Can you find purina loose goat minerals? My ladies look a lot better since they started eating it!


----------



## Mini Goat Lover (May 4, 2011)

I feed Purina goat minerals and my goats absolutely love them.


----------



## milkmaid (Sep 15, 2010)

I use Cargill Right Now Onyx. It's great, and I get compliments on how healthy my goats look. Clark's Feed and Seed in Ardmore, Alabama orders it for me.
There's no iron in Onyx (we have too much iron around here already), so the goats are better able to use the copper in it.


----------



## toth boer goats (Jul 20, 2008)

> I don't see where it says it is for sheep. I just saw "Cattle." :shrug: Looks okay to me???
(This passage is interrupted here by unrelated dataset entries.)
Issue #219, opened 2020-06-23
iOS version black textures issues


WeedyWeedSmoker:
Hi @m4xw, I thought for a long time that the iOS 64-bit version always had some "black texture issues", but it seems that's only happening with the main iOS branch… https://forums.libretro.com/t/retroarch-1-8-5-certain-textures-are-black-mupen64plus-next/27308/9

This fork from @jet082 actually works fine : https://github.com/jet082/mupen64plus-libretro-nx/commit/a7adaf2e253a445081d5b450ef063f62e4dd5b8d

I really don't know how to help but the official .ipa release uses this commit and not the latest version from the main branch…

Thanks!

m4xw:
>Core version packed inside libretro official build is Mupen64 1.0 a7adaf2; core versione packed inside Weedy Weed Smoker ipa is 2.0.5 etc. It seems to me that both cores are broken in specifically different ways; let’s just say that “official” core 1.0 a7adaf2 seems a little less broken.

Kek, as far I am aware we don't ship it because one of the IOS bit targets fails on the bot.
Must be some stale build somewhere...

You should give rebase branch a shot, its due to be released very very soon, just pulled in my GLES fixes earlier

WeedyWeedSmoker:
@m4xw Yeah, I saw your rebase branch but didn't try to compile it yet at the time…

It fails with this error:
```
Undefined symbols for architecture arm64:
  "_using_tlb", referenced from:
      _virtual_to_physical_address in tlb.o
ld: symbol(s) not found for architecture arm64
clang: error
```

m4xw:
Ohh yea i forgot we don't have dynarec, 1 sec

m4xw:
https://github.com/libretro/mupen64plus-libretro-nx/commit/109b019ffb5f93c4dd5fad5bb4088556749b099c @WeedyWeedSmoker

WeedyWeedSmoker:
@m4xw Ok, it compiles fine, but it's still plagued by the black textures issue reported earlier…

m4xw:
Did you clear your shader cache?

WeedyWeedSmoker:
@m4xw Yeah, cleared both the cache folder and the shaders folder…

Here is what Yoshi's story looks like for example with @jet082's fork:
![IMG_0497](https://user-images.githubusercontent.com/26014958/85777124-892bca00-b74b-11ea-80fc-37e2c7eaffde.jpg)
[...]

PR #343, opened 2021-05-26
[iOS] Add iOS arm64 job to gitlab

yoshisuga:
Support building for iOS for the nightly builds


m4xw:
Deliberately disabled due to #219

PR #358, opened 2021-07-15
[GLN64] Add EnableTexCoordBounds core option

bslenul:
Example with Ogre Battle (left and bottom of the text box):

OFF:

image

ON:

image

I used the name and the description from https://github.com/libretro/mupen64plus-libretro-nx/blob/a3801217629d6affc6a7ffa4e620d84e22b4ee64/GLideN64/src/GLideNUI/configDialog.ui#L1550-L1553

image

Hope this is fine!

### DIFF
--- a/libretro/libretro_core_options.h
+++ b/libretro/libretro_core_options.h
@@ -362,6 +362,17 @@ struct retro_core_option_definition option_defs_us[] = {
         "Off"
     },
     {
+        CORE_NAME "-EnableTexCoordBounds",
+        "Enable native-res boundaries for texture coordinates",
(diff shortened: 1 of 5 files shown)


libretro/libretro_core_options.h
```diff
@@ -361,6 +361,17 @@ struct retro_core_option_definition option_defs_us[] = {
         },
         "Off"
     },
+    {
+        CORE_NAME "-EnableTexCoordBounds",
+        "Enable native-res bounds for texture coordinates",
```
m4xw, line 366: *boundaries

m4xw (changes requested):
change that,  leave the other text as is, will get too long otherwise

PR #368, opened 2021-08-16
Update core options

twinaphex:
NOTE: You will still need to manually update libretro-common to the latest version to get the updated header file required for this extra field.


twinaphex:
Hi @m4xw, please don't merge this anymore. This was causing too many problems and we're now reverting it forever.

PR #381, opened 2021-09-11
Added rpi3/4_64 to makefile

jdorigao:


m4xw:
@dankcushions

dankcushions:
tbh over at retropie we have long-avoided all the libretro core platform makefile opts, because they're often nonsense. for example, mtune is not needed when using mcpu, and really the micromanagement of march/mtune can be detrimental - just use mcpu. see https://community.arm.com/developer/tools-software/tools/b/tools-software-ides-blog/posts/compiler-flags-across-architectures-march-mtune-and-mcpu

that said, the -mfpu stuff is right, and the march/mtune stuff wasn't introduced in this PR.

libretro should manage all these platform-specific compiler opts centrally IMO. as it is there's just too many fires to fight.

m4xw:
I take that you consider this superseded by #397

Issue #383, opened 2021-09-18
[Parallel-RDP] Crashes on load for newer Intel Xe drivers - "This device probably does not support 8/16-bit storage"


retroNUC:
I say newer, but this stopped working a while back. I was previously using the separate ParaLLEl core with no issues until an Intel driver update in May, which broke rendering (showing "ERR" instead of a render picture). Tried to get it working again today by switching to this core (which seems to be the actively maintained one), but is straight up crashing on load instead.

CPU: Intel Core i7-1165G7
GFX: Intel Xe Graphics
OS: Windows 10 21H1

Last working driver was 27.20.100.9466 Retail (April 2021)
Stopped working from 27.20.100.9616 Beta (May 2021) onwards

I had directly reported this to the ParaLLEl developer, but they seem to be inactive on the repo - https://github.com/Themaister/parallel-rdp/issues/26

I also raised this to Intel directly, as this very likely seems to be a problem with their Vulkan implementation, but they won't look at the issue - https://community.intel.com/t5/Graphics/Vulkan-BETA-Drivers-Break-RetroArch-ParaLLel-RDP/m-p/1297881

If that is the case, could someone debug and provide the exact details about exactly what they broke in Vulkan that their developers can understand, so the Intel thread could be reopened and investigated properly? Thanks.

[retroarch__2021_09_18__09_52_56.log](https://github.com/libretro/mupen64plus-libretro-nx/files/7189627/retroarch__2021_09_18__09_52_56.log)

retroNUC:
Also attaching the output from vulkaninfo, showing that this graphics device does report as having the correct vulkan extensions that I think it's checking for:

```
VK_KHR_16bit_storage                      : extension revision 1
VK_KHR_8bit_storage                       : extension revision 1
```

[vulkaninfo.txt](https://github.com/libretro/mupen64plus-libretro-nx/files/7189648/vulkaninfo.txt)

m4xw:
Can you make sure you select vulkan in RetroArch driver settings and dont let it switch?

retroNUC:
Set both of those, still the same result. Errors in log look the same.

retroNUC:
Thanks for looking into it and tracking down the offending driver issue. I'll re-report the issue on the Intel community forums, as they seem a bit more willing to help when you can point directly at the issue with their API implementation.

retroNUC:
Tested as working in latest nightly core on Intel XE driver 30.0.100.9894. Thank you!

PR #388, opened 2021-10-10
[RFC] Fix Parallel-RDP on Intel Xe

stuken:
As noted in #383 ParaLLel-RDP crashes on current Intel Xe drivers. On newer drivers vkGetPhysicalDeviceMemoryProperties calls incorrectly populates the VkPhysicalDeviceMemoryProperties struct values meaning that all contained memoryTypes->propertyFlags fields return 1 instead of the or'd flag values.
This means that the find_memory_type method's lookups will never match based on the expected flags, the rdram buffer is not initialized and it crashes out.

This will force set the memoryTypes index to the appropriate value bypassing the lookup method if the driver vendor is Intel and the version is at least the current most one, 30.0.100.9862.


m4xw:
deprecated

PR #430, opened 2022-05-08
Update to modern AL+

mudlord:


m4xw:
Dunno how i missed this PR.
What is the upstream source so it can be turned subrepo

m4xw:
Going over at it reminds me that I need to deal with the do_work change, need a option to spin on it and a option to synchronize like now.
Background was the conditionals causing android to power down the cores / switch to low power cores on high end smartphones and causing a perf regression while the current way is more optimized for low end

mudlord:
is there much point to this? or should i close it?

m4xw:
leave it open for now

mudlord:
k

mudlord:
Untested, but added busywaiting of worker threads.

mudlord:
I need to relook at this. Seems the Android changes don't 100% affect things. Only just the thread waits, not thread creation.

PR #433, opened 2022-05-25
Use Fiber backend on Win32.

Themaister:
Works around driver crashes on AMD Windows since driver seems to rely on unwinds to work properly.
libco cannot support this without using a more robust backend.


m4xw:
Temporary merge, amend later

PR #439, opened 2022-07-15
update Makefile to enable GLES3 support for rpi4

asciibeats:


LibretroAdmin:
@m4xw This should be fine to merge unless there is a specific objection against it.

m4xw:
iirc there was some reason, cant recall tho

m4xw:
Since there seems to be zero interest, lets just try and see who complains

PR #362, opened 2021-07-03
Updated location of wx.VERSION for linux

VolchaH:
When starting on linux, amulet almost immediately crashes, returning this as part of the traceback:

        if sys.platform == "linux" and wx.__version__.VERSION >= (4, 1, 1):
    AttributeError: 'str' object has no attribute 'VERSION'

It seems that wx moved the tuple version information, which I updated to match. The proposed fix has been tested with Python 3.7 on Debian 10.1, and with Python 3.9 on a recent Debian Testing.

### DIFF
--- a/amulet_map_editor/__main__.py
+++ b/amulet_map_editor/__main__.py
@@ -13,7 +13,7 @@ from amulet_map_editor.api.framework import AmuletApp
 
 
 if __name__ == "__main__":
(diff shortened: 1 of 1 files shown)


gentlegiantJGC:
Nice catch. It looks like the variable in the main init is shadowing the module. `VERSION` is accessible there because it is indirectly imported twice which I missed.

gentlegiantJGC (approved):

PR #369, opened 2021-07-06
Moved imports in __main__ into a try except block

### LINKED ISSUE #368: Improve instant crash
If part of Amulet does not exist it will display the error and then crash immediately.
The module importing should also be in a try except block to handle these errors.

gentlegiantJGC:
If part of Amulet was missing, the error would happen outside the existing try except block.
This moves the imports into a try except block so that if an error does occur it can be reported correctly.
This fixes #368


Podshot (approved):
Looks all good to me!

PR #378, opened 2021-07-15
Fixed update check to now support beta/alpha/nightly releases

Podshot:
Implemented a better update checking system, that now correctly identifies our versioning scheme.

Changes:
- Checking whether an update is valid is now based off of a version hierarchy (IE: Full releases only notify will notify users of new full releases, running a beta build will notify users of new beta or full releases, etc.)
- New nightly builds are correctly identified
- More efficient and accurate newest release finding
  - The old finding code sometimes would just find the next newest version, not the actual newest version
- Rudimentary checking for when running from source with a git installation to not show the update dialog


gentlegiantJGC:
This looks good. I have made some changes and created #382 for you to look over them and pull them

gentlegiantJGC (approved):
Looks good

PR #382, opened 2021-07-27
Improv fix update checking

gentlegiantJGC:
I have added a better regex match that matches every version we have released and every format we will release.
I don't think it will break anything you have changed but double check it.
I also converted the release stages to an enum

### DIFF
--- a/amulet_map_editor/api/framework/update_check.py
+++ b/amulet_map_editor/api/framework/update_check.py
@@ -13,7 +13,24 @@ from amulet_map_editor import lang
 
 URL = "http://api.github.com/repos/Amulet-Team/Amulet-Map-Editor/releases"
 VERSION_REGEX = re.compile(
-    r"^v?(?P<major>\d+)\.(?P<minor>\d+)\.(?P<patch>\d+)((b(?P<beta>\d+)(\.dev(?P<devnum>\d{12}))?)|(a(?P<alpha>\d+)))?(.*\.g(?P<commit_hash>[a-z\d]{7}))?"
+    r"^"  # Match the beginning
+    r"v?" # Match an optional "v" at the start.
+    r"(?P<major>\d+)"  # Major version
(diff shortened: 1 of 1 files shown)


Podshot:
I don't think making the patch number optional is a good idea, since that is decently important part of our semantic versioning (while the commit hash/dirty attributes are extra/running from source only). I like the explanation of the regular expression, but what do you think about making the documentation on that a block comment before or after the `re.compile()` call? I feel the breaking up of the regular expression line-by-line is a bit awkward. 

I didn't focus on being able to match against all of our release because this change won't be retroactive really, it just needs to work with/match the first release version it will be included in and all the releases after that.

gentlegiantJGC:
Some of the modifications were to make it more compliant with PEP 440 which the version system is based on but we only use a sub-set of the format.
If the patch version is not included it is equivalent to 0 eg `8.1 == 8.1.0`. I changed that in the code so that if it is not included it sets it to 0. This is how PEP 440 outlines the versioning.

`[N!]N(.N)*[{a|b|rc}N][.postN][.devN]`

I though the regex was rather complex on one line which is why I broke it up and documented it. I wanted to add some indentation to better show the grouping but I couldn't work out how to do that.

Podshot:
I know that we currently have versioneer using the PEP440 versioning scheme, but I think we should have a stricter subset for our version scheme. I don't think we really need to have any number of `.*` after the major/minor/patch numbers, since anything after patch should just be another patch, not a new subversion of the previous patch release. 

As the code currently is implemented, anything after the patch number is not even picked up, so `1.1.1` would be equated with `1.1.1.1`, which if we were to support any number of additional subversions would just add unneeded complexity in my opinion. 

I've reworked the regular expression documentation as well as the regular expression to be back on one line and include the tweaks you made to it but removed the part that would match `(.N)*`

gentlegiantJGC:
Looks good. Sorry I forgot about this

Podshot (approved):

PR #386, opened 2021-08-02
Optimized images.

RDKRACZ:
Lossless compression.


gentlegiantJGC:
It looks like you have just converted the RGBA image to LA (black with alpha).
I would need to look into what issues this may cause. I can't remember how we unpack the images and if the classes that use the images expect an RGB(A) image. If not this could save a little data but all the images combined sum to less than 1MB so it isn't really a major concern.
The images can be compressed even further by first converting to LA and then to a paletted image.

PR #388, opened 2021-08-07
Improve setup logic

gentlegiantJGC:
Move to the new build system as described in PEP 517 and 518
https://www.python.org/dev/peps/pep-0517/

You are right.... :thumb: Jessaba...just read it wrong ...at the bottom of the add.. it states that Producers pride is an exclusive brand for needed to help calves/cows, poultry, rabbits, goats, sheep, hogs and horses stay healthy...it is just saying that it has alot of different minerals types for alot of different animals..


> Producer's Pride® is Tractor Supply Company's exclusive value brand of animal feeds and mineral blocks formulated to provide a nutritional base for your farm animals. The wholesome mixtures include all of the essential vitamins and minerals needed to help calves/cows, poultry, rabbits, goats, sheep, hogs and horses stay healthy.


This loose salt that you are inquiring about ..is made for cattle ..which is a product that is OK to use.... if you can't find anything else... it does have the copper in it.... :wink:


----------



## firelight27 (Apr 25, 2009)

A mineral such as the one you are looking at is better than nothing IMO, but if you can get a hold of a goat specific it will be better as it will be more specifically formulated for their needs....in particular it should have more copper since they can't add a ton of copper if it is labeled for the sheep or the sheep could die.

Mine love the Purina minerals and look great. They still need selenium supplementation (I do the gel a few times a year) but only one seems to need copper if I don't bolus (so I went ahead and bolused everyone anyways.) I didn't care for Manna Pro. I thought the amounts on some of the different minerals were not good enough. Plus the goats don't seem to find it as tasty and it is priced really high. Cargill Right Now Onyx is not labeled for goats, but I've heard amazing things about it and it is what I would be using if I could get some. But alas....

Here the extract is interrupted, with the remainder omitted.